■ YOUR ASSIGNMENT ■
Please give the number of lines in the records below where the word "home" occurs, and nothing else.

(Items from a data source)
_____

PR #701, opened 2025-01-22
Document higher temporary secret lifetime of Trino coordinators

sbernauer:


Maleware (approved):
Sweet! Thanks :) LGTM

PR #703, opened 2025-01-27
refactor: Restructure docs into partials and handle patch releases

Techassi:
- Move release notes into partials.
- Restructure headings to allow for patch releases.


NickLarsenNZ (approved):
LGTM

PR #707, opened 2025-02-14
fix: Refer supported k8s versions to release notes

adwk67:
For supported Kubernetes versions, refer to the release docs rather have an extra place that needs to be maintained.
See: 

- https://deploy-preview-707--stackable-docs.netlify.app/home/nightly/product-information/#_kubernetes
- https://deploy-preview-707--stackable-docs.netlify.app/home/nightly/kubernetes/#supported-production-distributions

This removes a point of redundancy, but does result in a link to all release info where one might expect to see information pertinent to the current release (which then has to be maintained separately to the release docs).


razvan (approved):
lgtm!

PR #720, opened 2025-03-20
Add a internal page for every k8s distro

sbernauer:


modules/ROOT/pages/kubernetes/ibm-cloud.adoc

_____

■ THE COMPLETED TASK ■
2